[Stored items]
PR #3553, opened 2023-05-31
Make profile photos visible by default

### LINKED ISSUE #16060: Make profile photos visible by default
There is a setting in the application to enable/disable showing profile picture to all other users by default
and another similar setting to enable/disable showing profile pictures from everyone else.

Currently both of these are disabled by default. There is a request to enable them by default

cc @churik

alwx:
Fixes https://github.com/status-im/status-mobile/issues/16060

### DIFF
--- a/api/defaults.go
+++ b/api/defaults.go
@@ -33,7 +33,8 @@ func defaultSettings(generatedAccountInfo generator.GeneratedAccountInfo, derive
 	s.BackupEnabled = true
 	logLevel := "INFO"
 	s.LogLevel = &logLevel
-	s.ProfilePicturesShowTo = settings.ProfilePicturesShowToContactsOnly
+	s.ProfilePicturesShowTo = settings.ProfilePicturesShowToEveryone
+	s.ProfilePicturesVisibility = settings.ProfilePicturesVisibilityEveryone
 	s.KeyUID = generatedAccountInfo.KeyUID
 	s.Address = types.HexToAddress(generatedAccountInfo.Address)
 	s.WalletRootAddress = types.HexToAddress(derivedAddresses[pathWalletRoot].Address)
@@ -62,7 +63,6 @@ func defaultSettings(generatedAccountInfo generator.GeneratedAccountInfo, derive
 
 	s.PreviewPrivacy = true
 	s.Currency = "usd"
-	s.ProfilePicturesVisibility = 1
 	s.LinkPreviewRequestEnabled = true
 
 	visibleTokens := make(map[string][]string)
--- a/cmd/populate-db/main.go
+++ b/cmd/populate-db/main.go
@@ -330,37 +330,37 @@ var paths = []string{pathWalletRoot, pathEIP1581, pathDefaultChat, pathDefaultWa
 func defaultSettings(generatedAccountInfo generator.GeneratedAccountInfo, derivedAddresses map[string]generator.AccountInfo, mnemonic *string) (*settings.Settings, error) {
 	chatKeyString := derivedAddresses[pathDefaultChat].PublicKey
 
-	settings := &settings.Settings{}
-	settings.KeyUID = generatedAccountInfo.KeyUID
-	settings.Address = types.HexToAddress(generatedAccountInfo.Address)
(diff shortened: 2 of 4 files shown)


cmd/populate-db/main.go
```diff
@@ -359,7 +359,7 @@ func defaultSettings(generatedAccountInfo generator.GeneratedAccountInfo, derive
 
 	settings.PreviewPrivacy = true
 	settings.Currency = "usd"
-	settings.ProfilePicturesVisibility = 1
+	settings.ProfilePicturesVisibility = 2
```
cammellos: it should be probably using some const that we defined somewhere (I know it's not your code, but mine :) ), would you mind pointing it at it?

thanks

alwx: No problem, I changed it to use the constant.
However, to avoid shadowing I had to change the name `settings` used for the object here (there is a package under that name that is already imported). `defaultSettings` seems to be an appropriate name because that's exactly what we're creating

rasom (approved):

api/defaults.go
```diff
@@ -33,7 +33,8 @@ func defaultSettings(generatedAccountInfo generator.GeneratedAccountInfo, derive
 	s.BackupEnabled = true
 	logLevel := "INFO"
 	s.LogLevel = &logLevel
-	s.ProfilePicturesShowTo = settings.ProfilePicturesShowToContactsOnly
+	s.ProfilePicturesShowTo = settings.ProfilePicturesShowToEveryone
```
Samyoul, line 36: Thank you for your work @alwx . I do have an objection with the nature of this PR, but not with the implementation and your work. If our messenger app is privacy first I'd argue that we should default to a sensible privacy focused setting, `settings.ProfilePicturesShowToContactsOnly` seems to me to strike that balance.

Otherwise we the concept of `ProfilePicturesShowTo` and `ProfilePicturesVisibility` becomes a bit of a gimmick.

The problem of conforming to other messenger conventions and managing the user's expectations should be an exercise in design and communication, not merely giving the user the loosest privacy levels and hoping they find the privacy toggle.

Samyoul (commented):
Should we be giving the user the lowest privacy level by default? This approach fixes an expectation without giving the user an opportunity learn about our approach to privacy.

@cammellos @John-44 @pedro-et what are you thoughts on this?

John-44:
> Should we be giving the user the lowest privacy level by default? This approach fixes an expectation without giving the user an opportunity learn about our approach to privacy.
> 
> @cammellos @John-44 @pedro-et what are you thoughts on this?

@alwx profile photos shouldn't be visible by default, this 'profile photo visibility' setting should be removed enterally (so that profile photos are always visible).  This setting has already been removed from the desktop UI about 6 months ago, and is not featured in the new Mobile designs.  So time to get rid of this enterally! 

@Samyoul there isn't a privacy concern here, because the reason this setting was originally added was nothing to do with privacy (I remember the conversations that led to this setting being added in the first place).  The reason this setting exists at all was due to a specific request from our legal team that was only relevant in the context of 'public group chats'.  Now that the 'public group chat' functionality has been removed from our product, this legal concern is no longer relevant, hence why this setting should be fully removed.

One other comment on the privacy prospective: we treat user avatar images in exactly the same way we treat usernames.  A user is free to choose whatever username they want, and they are free to choose whatever avatar image they want or not choose an avatar image at all.  If a user doesn't want other users to see their avatar image, they have the option of just not adding an avatar image, or if they really want the user also has an option to use a black or white circle or something like that ;-)

Samyoul:
Oh man @John-44 what a plonker I am 🤦, I even remember that concern now that you mention it.

I'm sorry @alwx (and @John-44 )I have made a mistake here.

Maybe we can approve this feature and then add removal of the option to another issue.

Samyoul:
Oh man @John-44 what a plonker I am 🤦, I even remember that concern now that you mention it.

I'm sorry @alwx (and @John-44 )I have made a mistake here.

Maybe we can approve this feature and then add removal of the option to another issue.

Samyoul (approved):

PR #3554, opened 2023-05-31
Added refactor example for urls

Samyoul:
Just some example code of how we could refactor oembed parsing and getting functionality to make it more modular and testable.

See https://github.com/status-im/status-go/issues/3529


igor-sirotin:
Closing as this code has changed a lot since then

PR #3557, opened 2023-05-31
fix(mute): Fix time calculation and skip empty response sending

borismelnik:
Fixes wrong time calculation and adds check for empty message response to avoid unnecessary event sending

Important changes:


jrainville (approved):

ilmotta (approved):
:rocket:

PR #3558, opened 2023-05-31
fix(contacts): add contact to ban and unban responses

jrainville:
Needed for https://github.com/status-im/status-desktop/issues/10501

We were not sending the contact when banning or unbanning, so the client needed to change the contact properties manually, possibly making mistakes and creating an inconsistency between the front and the back end.

I don't think this should be a breaking change, but I did make the unban return a response instead of just the error, so let me know if mobile needs to adapt to it cc @cammellos @ilmotta


ilmotta:
> Needed for [status-im/status-desktop#10501](https://github.com/status-im/status-desktop/issues/10501)
> 
> We were not sending the contact when banning or unbanning, so the client needed to change the contact properties manually, possibly making mistakes and creating an inconsistency between the front and the back end.
> 
> I don't think this should be a breaking change, but I did make the unban return a response instead of just the error, so let me know if mobile needs to adapt to it cc @cammellos @ilmotta

I'll take a look today @jrainville :)

ilmotta:
@jrainville, it's safe to merge this PR from the mobile perspective. The endpoint's response is currently ignored.

ilmotta (approved):

jrainville:
> @jrainville, it's safe to merge this PR from the mobile perspective. The endpoint's response is currently ignored.

Great, thank you for checking

PR #3559, opened 2023-05-31
chore(upgradeSQLCipher): Upgrading SQLCipher to version 5.4.5

alexjba:
Based on benchmarking data we can get the best performance using the latest `sqlcipher` with the improved crypto implementation and increase the DB page size. (see the chart below)

In this PR the `sqlcipher` version is bumped to latest release (v5.4.5) and the DB connection will be opened using v3 compatibility mode (1024 page size and keeping the improved SHA1 and AES)

### github.com/mutecomm/go-sqlcipher
1. The improved crypto argorighms from go-sqlcipher v3 are merged in v4 
Tags: 
v4.4.2-status.1 - merge `burn_stack` improvement 
v4.4.2-status.2 - merge `SHA1` improvement 
v4.4.2-status.4- merge 'AES' improvement

2. Fixed `go-sqlcipher` to support v3 database in compatibility mode (`sqlcipher` already supports this) (Tag: v4.4.2-status.3)
3. Upgrade `sqlcipher` to v5.4.5 (Tag: v4.5.4-status.1)

### github.com/status-im/migrate/v4
1. Upgrade `go-sqlcipher` version in `github.com/status-im/migrate/v4`

### status-go
1. Upgrade `go-sqlcipher` and `migrate` modules in status-go
2. Configure the DB connections to open the DB in v3 compatibility mode

Screenshot 2023-05-26 at 15 46 46


vendor/golang.org/x/net/context/context.go
```diff
@@ -1,56 +0,0 @@
-// Copyright 2014 The Go Authors. All rights reserved.
```
alexjba, line 1: @cammellos Not sure why `make vendor` removed `golang.org/x/net/context`. Should I leave it like this?

sqlite/sqlite.go
```diff
@@ -71,6 +71,20 @@ func EncryptDB(unencryptedPath string, encryptedPath string, key string, kdfIter
 		return err
 	}
 
+	if _, err := db.Exec("PRAGMA encrypted.cipher_page_size = 1024"); err != nil {
```
alexjba, line 74: @cammellos how can I test this flow? I see it's not used in StatusDesktop

jrainville (approved):

richard-ramos (approved):

osmaczko (approved):
Cool!

caybro (approved):

alexjba:
Updated the PR to fix failing tests.
The failure was caused by a go-sqlcipher bug where querying a null blob value in a `sql.NullString` would result in a NullString that is valid and not null.

This is the fix:
https://github.com/status-im/status-go/pull/3559/commits/f461a1b1a72ceca0655beafae5bf15c18711a566

alexjba:
> Updated the PR to fix failing tests. The failure was caused by a go-sqlcipher bug where querying a null blob value in a `sql.NullString` would result in a NullString that is valid and not null.
> 
> This is the fix: [f461a1b](https://github.com/status-im/status-go/commit/f461a1b1a72ceca0655beafae5bf15c18711a566)

Now there are other failures (sometimes different failures on different runs) that can't be reproduced locally:
FAIL: TestMessengerBackupSuite (15.04s)
FAIL    github.com/status-im/status-go/wakuv2    19.679s

I hope the reliability issue is not introduced by this PR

### WHAT YOU HAVE TO DO
Among the entries above, which lines include "changed"? List them all.

### COMPLETED EXERCISE
alwx: No problem, I changed it to use the constant.
Closing as this code has changed a lot since then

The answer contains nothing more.